## Work to be completed
Across the entries below, please work out how many lines contain the string "operator" and give only the number.

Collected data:
————————

PR #3961, opened 2026-03-02
Fix operator e2e CI failures and spurious deployment updates

aponcedeleonch:
## Summary

- Fix operator e2e chainsaw tests failing across all K8s versions due to yardstick image pull timeout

————————

## Solution for this problem
2